Wir haben uns immer über die Macht des Pöbels und über das umstrittene Blasphemiegesetz beschwert, das in grober Weise missbraucht wurde. Viele Menschen erheben falsche Anschuldigungen, um persönliche Rechnungen zu begleichen, sich das Eigentum des Opfers anzueignen oder den Glauben der Person anzugreifen. Wir haben immer gefordert, dass die die muslimische Mehrheit die religiöse Vielfalt in Pakistan respektieren und akzeptieren sollten.

Ist die Situation in anderen Ländern mit muslimischer Mehrheit dieselbe?
Der pakistanische Islam hat sich schon immer von dem anderer Länder mit muslimischer Mehrheit unterschieden. In Indonesien beispielsweise gibt es zwar auch ein Blasphemiegesetz, aber die Rechtsstaatlichkeit wird insgesamt gewahrt.
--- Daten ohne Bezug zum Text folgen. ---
PR #105, opened 2018-09-28
Update notifier payload info

fractalwrench:
## Goal

Updates the Notifier name in error/session payloads if the notifier is bugsnag-spring.

## Changeset

Adds a `NotifierUtils` class which checks whether the `BugsnagSpringConfiguration` class is available on the classloader. This is a good proxy for determining whether the notifier is `bugsnag-spring` or `bugsnag-java`.

## Tests

Added unit tests for serialisation, manual test of example plain/spring apps.

### DIFF
--- a/bugsnag-spring/build.gradle
+++ b/bugsnag-spring/build.gradle
@@ -13,6 +13,8 @@ repositories {
 
 dependencies {
     compile project(':bugsnag')
+    testCompile project(path: ':bugsnag', configuration: 'testRuntime')
+
     compileOnly "javax.servlet:javax.servlet-api:${servletApiVersion}"
     compileOnly "org.springframework:spring-webmvc:${springVersion}"
     compileOnly "org.springframework.boot:spring-boot:${springBootVersion}"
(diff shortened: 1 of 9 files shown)


bugsnag-spring/build.gradle
```diff
@@ -13,6 +13,8 @@ repositories {
 
 dependencies {
     compile project(':bugsnag')
+    testCompile project(path: ':bugsnag', configuration: 'testRuntime')
```
fractalwrench: This allows sharing of `BugsnagTestUtils` between the module's test code

bugsnag-spring/src/test/java/com/bugsnag/NotifierTest.java
```diff
@@ -0,0 +1,49 @@
...
+    }
+
+    @Test
+    public void testNotificationSerialisation() throws Throwable {
+        JsonNode payload = BugsnagTestUtils.mapReportToJson(config, this.report);
+        JsonNode notifier = payload.get("notifier");
+
+        assertEquals("Bugsnag Spring", notifier.get("name").asText());
+        assertEquals("https://github.com/bugsnag/bugsnag-java", notifier.get("url").asText());
+        assertNotNull(notifier.get("version").asText());
```
simonbowring: I would also check that the version is non-empty, same for sessions and the other NotifierTest class.

PR #110, opened 2018-10-10
fix: update autowiring to support spring 4.2.0

fractalwrench:
## Goal

Spring did not support constructor autowiring before 4.3, meaning we must autowire on fields instead (or inject dependencies manually through the constructor).

This changeset alters bugsnag-spring to autowire its configuration classes via fields, which prevents it crashing the application during initialisation.

## Changeset

- Separate configuration classes into separate source files
- Autowire via fields, not constructors

## Tests

Checked handled/unhandled, async, and scheduled task exceptions on Spring Boot 1.4.1 and Spring 4.2.

Note: Uncaught exceptions in async methods which return a Future do not appear to be captured by Bugsnag in Spring 4.2.

### DIFF
--- a/bugsnag-spring/src/main/java/com/bugsnag/SchedulingTaskConfiguration.java
+++ b/bugsnag-spring/src/main/java/com/bugsnag/SchedulingTaskConfiguration.java
@@ -23,14 +23,14 @@ class SchedulingTaskConfiguration implements SchedulingConfigurer {
     @Autowired
     private Bugsnag bugsnag;
 
-    private final BugsnagScheduledTaskExceptionHandler bugsnagErrorHandler =
-            new BugsnagScheduledTaskExceptionHandler(bugsnag);
-
     /**
      * Add bugsnag error handling to a task scheduler
      */
     @Override
     public void configureTasks(ScheduledTaskRegistrar taskRegistrar) {
+        BugsnagScheduledTaskExceptionHandler bugsnagErrorHandler =
+                new BugsnagScheduledTaskExceptionHandler(bugsnag);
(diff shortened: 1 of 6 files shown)


bugsnag-spring/src/main/java/com/bugsnag/SpringWebMvcConfiguration.java
```diff
@@ -0,0 +1,36 @@
...
+import org.springframework.context.annotation.Configuration;
+
+import javax.annotation.PostConstruct;
+
+/**
+ * If spring-webmvc is loaded, add configuration for reporting unhandled exceptions.
+ */
+@Configuration
+@Conditional(SpringWebMvcLoadedCondition.class)
+class SpringWebMvcConfiguration {
```
simonbowring: Can we just call this class `MvcConfiguration`?

bugsnag-spring/src/main/java/com/bugsnag/SchedulingTaskConfiguration.java
```diff
@@ -0,0 +1,81 @@
...
+import org.springframework.scheduling.config.ScheduledTaskRegistrar;
+import org.springframework.util.ErrorHandler;
+
+import java.lang.reflect.Field;
+
+/**
+ * Add configuration for reporting unhandled exceptions for scheduled tasks.
+ */
+@Configuration
+class SchedulingTaskConfiguration implements SchedulingConfigurer {
```
simonbowring: Can we call this class `ScheduledTaskConfiguration` instead?

PR #111, opened 2018-10-25
Move thread local metadata from BugsnagAppender to Bugsnag

simonbowring:
## Goal

Adding thread metadata on `Bugsnag` rather than `BugsnagAppender` allows the thread metadata to be added to `bugsnag.notify` reports and unhandled reports and log reports, not just the log reports.

In addition, allowing the thread metadata to be cleared with the following types of call manually:
- All metadata
- All metadata on a tab
- One item of metadata on a tab

These will need to be called manually in application code to clear down metadata as required on the thread, however all metadata on a thread will be cleared down automatically in the context of a servlet request when the servlet is destroyed.

## Design

Because metadata can be added globally, per thread and per report, there needs to be a precedence order for when there are duplicate keys in a tab. The precedence order (highest to lowest) is:

1. Report metadata
2. Thread metadata
3. Global metadata

## Tests

Mazerunner tests have been added to cover metadata added for:
- Log reports
- Handled reports
- Unhandled reports

The mazerunner tests cover metadata precedence and make sure that metadata from other threads does not bleed through.

There are currently only unit tests that cover thread metadata added with a log report, there should be more tests for `bugsnag.notify` and unhandled reports.

There should also be tests for servlet request thread metadata clearing, if possible. 

## Review

  - [ ] Final review


bugsnag/src/main/java/com/bugsnag/Bugsnag.java
```diff
@@ -601,6 +611,45 @@ public void close() {
...
+    // Thread metadata
+
+    /**
+     * Add a key value pair to a metadata tab just for this thread.
+     *
+     * @param tabName the name of the tab to add the key value pair to
+     * @param key     the key of the metadata to add
+     * @param value   the metadata value to add
+     */
+    public static void addThreadMetaData(String tabName, String key, Object value) {
```
fractalwrench: do we want to think about providing instance methods for this (maybe in addition to these existing methods)?

snmaynard: Why? These seem like static methods all day long to me.

fractalwrench: Most of the methods in our public Java API are instance methods. I felt it was worth raising the point to check that this feels consistent, and also to check that we're not making it static for all use-cases simply because we need to call this method in that way from within the notifier.

snmaynard: My preference is for methods that don't require an instance should be made static - but maybe that isnt a very java-ey thing to say. You can call a static method on an instance - but that is another can of worms https://www.quora.com/Why-cant-we-call-static-methods-using-the-object-in-Java

Pezzah:
Docs PR https://github.com/bugsnag/docs.bugsnag.com/pull/826

bugsnag/src/main/java/com/bugsnag/MetaData.java
```diff
@@ -15,6 +15,17 @@ public void clearTab(String tabName) {
         remove(tabName);
     }
 
+    public void clearKey(String tabName, String key) {
```
fractalwrench: this only needs to be package visible

bugsnag/src/test/java/com/bugsnag/ThreadMetaDataTest.java
```diff
@@ -0,0 +1,185 @@
...
+
+                // Notify to Bugsnag
+                bugsnag.notify(new RuntimeException("test"));
+            }
+        });
+        thread.start();
+
+        // Wait for thread to run
+        try {
+            Thread.sleep(2000);
```
fractalwrench: The tests in this file currently take 6 seconds to run due to the use of `Thread.sleep`. We should rework these tests to use proper synchronisation mechanisms - for example, a `CountDownLatch`.

bugsnag/src/test/java/com/bugsnag/ThreadMetaDataTest.java
```diff
@@ -0,0 +1,185 @@
...
+import org.junit.Before;
+import org.junit.Test;
+
+import java.util.Map;
+
+public class ThreadMetaDataTest {
+
+    private static StubNotificationDelivery delivery;
+    private static Delivery originalDelivery;
+    private static Bugsnag bugsnag;
```
fractalwrench: Why do these fields need to be static?

bugsnag/src/test/java/com/bugsnag/ThreadMetaDataTest.java
```diff
@@ -0,0 +1,185 @@
...
+
+import com.bugsnag.delivery.Delivery;
+
+import org.junit.After;
+import org.junit.Before;
+import org.junit.Test;
+
+import java.util.Map;
+
+public class ThreadMetaDataTest {
```
fractalwrench: It'd be good to add separate test methods for `clearThreadMetaData(String tabName)` and `clearThreadMetaData(String tabName, String key)`

bugsnag/src/main/java/com/bugsnag/BugsnagAppender.java
```diff
@@ -34,10 +31,6 @@
 /** Sends events to Bugsnag using its Java client library. */
 public class BugsnagAppender extends UnsynchronizedAppenderBase<ILoggingEvent> {
 
-    private static final String LOGGING_CONTEXT_THREAD_PREFIX
-            = "com.bugsnag.BugsnagAppender.thread.";
-    private static final String LOGGING_CONTEXT_TAB_SEPARATOR = ".reportTab.";
-
     /** Classes that we should not send logs for (to prevent infinite loops on error) */
     private static final List<String> EXCLUDED_CLASSES = Arrays.asList(
             "com.bugsnag.Bugsnag",
```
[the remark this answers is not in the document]
Pezzah: removed

bugsnag/src/main/java/com/bugsnag/MetaData.java
Pezzah: changed

bugsnag/src/test/java/com/bugsnag/ThreadMetaDataTest.java
Pezzah: removed static

bugsnag/src/test/java/com/bugsnag/ThreadMetaDataTest.java
Pezzah: changed to use `thread.join();`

Leider ist Pakistan ein islamischer Staat, in dem das Gesetz nur gegen die Armen angewandt wird.

Wie erklären Sie sich die Feindseligkeit in Pakistan gegenüber Minderheiten?
Solche Angriffe auf Kirchen und Minderheiten zeigen, dass Pakistan schon immer für den Fundamentalismus empfänglich war. Es gibt einen tiefsitzenden Hass auf westliche Länder, in denen Christen einen beträchtlichen Teil der Bevölkerung ausmachen. Sowohl Afghanistan als auch Pakistan betrachten die Vereinigten Staaten als Feind. Die Brüderlichkeit der beiden Länder gründet sich auf Sure Al-Ma'idah 5:51 des Korans, in der die Gläubigen davor gewarnt werden, sich mit Juden und Christen zu verbünden. Dass die religiösen Minderheiten in Pakistan und Afghanistan ein unterdrücktes Leben führen, ist vor allem den Taliban zu verdanken.

Wie sollte die internationale Gemeinschaft am besten darauf reagieren?
Die Staats- und Regierungschefs der Welt sollten die mangelnde Achtung der Menschenrechte und der Religionsfreiheit in beiden Ländern mit grösserer Wachsamkeit verfolgen. Wir begrüssen die jüngste Resolution des Europäischen Parlaments, in der Islamabad aufgefordert wird, die Freiheit religiöser Minderheiten zuzulassen, die Europäische Union gebeten wird, den Präferenzhandelsstatus Pakistans zu überdenken, und die Behörden aufgefordert werden, die umstrittenen Blasphemiegesetze des Landes aufzuheben.

Was können wir mit Blick auf die Zukunft für Afghanistan und Pakistan erwarten?
Die Taliban-Regierung bringt die Angst vor Angriffen, Unterdrückung und Hass zurück. In Afghanistan könnte ein Bürgerkrieg um die Beute des Sieges ausbrechen. Ich befürchte, dass viele Taliban nach Pakistan zurückkehren und den islamistischen Extremismus ausnutzen werden, was pakistanische Terrorgruppen zu verstärkten Anschlägen veranlassen wird. Sie leben von der Gewalt. Die Regierung sollte dafür sorgen, dass Kirchen und Gebetsstätten von Minderheiten vor ihrer Ankunft geschützt werden.

Im Jahr 2020 unterstützte «Kirche in Not (ACN)» Projekte in Pakistan mit insgesamt CHF 1.3 Millionen.